# Viewsonic VP201s LCD Monitor won't turn on, "clicks" (Pictures included)



## ericsbsbucket (Mar 14, 2010)

I have Viewsonic VP201s Monitor that is just about 5 years old. It is always connected to a newer Panasonic surge protector.

It's been stormy today and when I tried to power up my monitor, nada. No ON light, no response.

I hooked my TV to the PC and it works fine, so it is the monitor.

I have opened it up, down to the boards. When I power it up, there is a distinct clicking noise coming from what I'd guess is the 'projector.' Right near that piece is what looks like a fuse, and it's pretty cloudy looking.

I have taken some hi-res pictures of the inside, and included the links below. The pictures are huge as I can't resize them on my iPhone lol.

If there is anything else that would help to see, I can take other pics.

The bit in the center is where I hear the clicking noise
http://img706.imageshack.us/img706/2664/vp201s041.jpg
http://img175.imageshack.us/img175/1966/vp201s075.jpg

Fuse?
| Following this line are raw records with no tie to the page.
Issue #244, opened 2016-08-25
TcpClientAdapter tries to open IPv4 connections with an IPv6 address


tomstaijen:
With the current TcpClientAdapter doing a First() on the available ip-adresses I found it is possible that it will try to make a ipv4 connection with an ipv6 IPAddress, which results in a "protocol not supported" exception.

This may be due to my setup, running rabbitmq on a vagrant. However, it seems better to filter the ip addresses on the appropriate addressfamily.

Suggested:

`var ep = adds.First(a => a.AddressFamily == sock.AddressFamily);`

I'd have submitted a pull request if I had time right now to figure out the whole umbrella thing.

kjnilsson:
Thanks it sounds like a good suggestion I will give it a try. 

Btw, you shouldn't need the umbrella to do development on the dotnet client. All you need is a running instance of RabbitMQ to run the tests against.

michaelklishin:
@tomstaijen FWIW we have a public CI service. Do you have a test case in mind for this that won't require a specialized environment?

kjnilsson:
Getting an integration test to reliably produce this scenario may be tricky however we could refactor the code to abstract the dns lookup into a unit testable component that could be tested for the scenario where an Ipv6 address is returned first in the collection but a IPv4 address is required. It does pass the current suite with this change in place.

kjnilsson:
I created a test that passes in a socket with a Unix "AddressFamily" type which at checks the case where no address is found with the same AddressFamily as the socket. Also added a missing tests for CreateConnection.

kjnilsson:
@tomstaijen I've just published a release candidate of 4.0.2 that contains these changes. 

https://www.nuget.org/packages/RabbitMQ.Client/4.0.2-rc1

Cheers

PR #247, opened 2016-08-25
Handle the case where a dns lookup returns an address for an

kjnilsson:
AddressFamily different to how the socket is configured

Fixes: #244


kjnilsson:
Resubmitting this formerly reverted change

Issue #251, opened 2016-08-26
ConsumerWorkService / BatchingWorkPool implementation is a performance bottleneck 


bording:
Recently, I've been doing some performance profiling of the [NServiceBus RabbitMQ transport](https://github.com/Particular/NServiceBus.RabbitMQ) and I've come across some interesting findings. 

When I started my performance investigation, the main machine I was using was an older Sandy Bridge i7-2600K. In the middle of this, I put together a new development machine that has a brand new Skylake i7-6700K. On my new machine, I noticed the throughput numbers I was seeing in my tests were much lower than on my older machine!

I put together a repro project [here](https://github.com/bording/RabbitPerfTest) and was able to run the scenario on a number of different machines:

```
Core 2 Duo E6550
--------------
1 consumer: 6908
32 consumer: 7667

i7-2600K
--------------
1 consumer: 7619
32 consumer: 11124

i7-4870HQ
--------------
1 consumer: 6103
32 consumer: 5237

i5-5200U
--------------
1 consumer: 7178
32 consumer: 1928

i7-6500U
--------------
1 consumer: 2243
32 consumer: 1253

i7-6700K
--------------
1 consumer: 6476
32 consumer: 2213
```

Those numbers are messages/sec. While the actual numbers aren't that important, the general trend here is problematic. On every CPU I tested it on that was newer than the 2nd-gen Core/Sandy Bridge, the more consumers there are, the worse the performance gets.

After spending some time analyzing some profiler results, my colleague @scooletz and I came to the conclusion that the current design of the [ConsumerWorkService](https://github.com/rabbitmq/rabbitmq-dotnet-client/blob/master/projects/client/RabbitMQ.Client/src/client/impl/ConsumerWorkService.cs) / [BatchingWorkPool](https://github.com/rabbitmq/rabbitmq-dotnet-client/blob/master/projects/client/RabbitMQ.Client/src/util/BatchingWorkPool.cs) is the culprit here. It appears that there is a lot of lock contention going on, and that seems to be causing a lot of trouble for the new cpus for some reason.

We have been able to come up with some alternative designs that eliminate this performance problem, though there are some trade-offs with them, so we wanted to show you both of them. 

[...]

PR #252, opened 2016-08-26
Improve batching work pool performance

bording:
This is the first PR mentioned in #251.

Currently this is based on my vs-support branch from #248, once that's merged, I'll rebase this against master instead.

https://github.com/rabbitmq/rabbitmq-dotnet-client/commit/f36ca331c217cfbc06aaf113ccdc242755bd4932 is what is new in this PR.

### DIFF
--- a/projects/client/RabbitMQ.Client/src/client/impl/ConsumerWorkService.cs
+++ b/projects/client/RabbitMQ.Client/src/client/impl/ConsumerWorkService.cs
@@ -62,25 +62,11 @@ namespace RabbitMQ.Client
 
         public void RegisterKey(IModel model)
         {
-            //special connection model 0 should never have consumers,
-            //so no need to register it
-            if (model.ChannelNumber == 0)
-            {
-                return;
-            }
-
             this.workPool.RegisterKey(model);
         }
 
         public void StopWork(IModel model)
         {
-            //special connection model 0 should never have consumers,
-            //so it won't be registered
-            if (model.ChannelNumber == 0)
-            {
-                return;
-            }
-
             this.workPool.UnregisterKey(model);
         }
 
--- a/projects/client/RabbitMQ.Client/src/client/impl/ConsumerWorkService.cs
+++ b/projects/client/RabbitMQ.Client/src/client/impl/ConsumerWorkService.cs
@@ -1,7 +1,6 @@
 ﻿using RabbitMQ.Util;
 using System;
 using System.Collections.Generic;
-using System.Threading;
 using System.Threading.Tasks;
 
 namespace RabbitMQ.Client
@@ -48,12 +47,7 @@ namespace RabbitMQ.Client
             }
             catch (Exception)
             {
-#if NETFX_CORE
-                // To end a task, return
                 return;
-#else   
-                //Thread.CurrentThread.Interrupt(); //TODO: what to do?
-#endif
             }
         }
 
@@ -68,11 +62,25 @@ namespace RabbitMQ.Client
 
         public void RegisterKey(IModel model)
         {
+            //special connection model 0 should never have consumers,
+            //so no need to register it
+            if (model.ChannelNumber == 0)
+            {
+                return;
+            }
+
             this.workPool.RegisterKey(model);
         }
 
         public void StopWork(IModel model)
         {
+            //special connection model 0 should never have consumers,
+            //so it won't be registered
+            if (model.ChannelNumber == 0)
+            {
+                return;
+            }
+
             this.workPool.UnregisterKey(model);
         }
 
--- a/projects/client/RabbitMQ.Client/src/util/BatchingWorkPool.cs
+++ b/projects/client/RabbitMQ.Client/src/util/BatchingWorkPool.cs
@@ -38,204 +38,117 @@
 //  Copyright (c) 2007-2016 Pivotal Software, Inc.  All rights reserved.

Bottom of R board, right above Power Switch/Plug and below the clicking part.
http://img268.imageshack.us/img268/7480/vp201s150.jpg
http://img535.imageshack.us/img535/6786/vp201s138.jpg
http://img193.imageshack.us/img193/5431/vp201s056.jpg

As I said, I have more pictures of the other boards/components inside if more info is helpful.

I'm a pretty bright guy and can solder well. Is there any hope for me? 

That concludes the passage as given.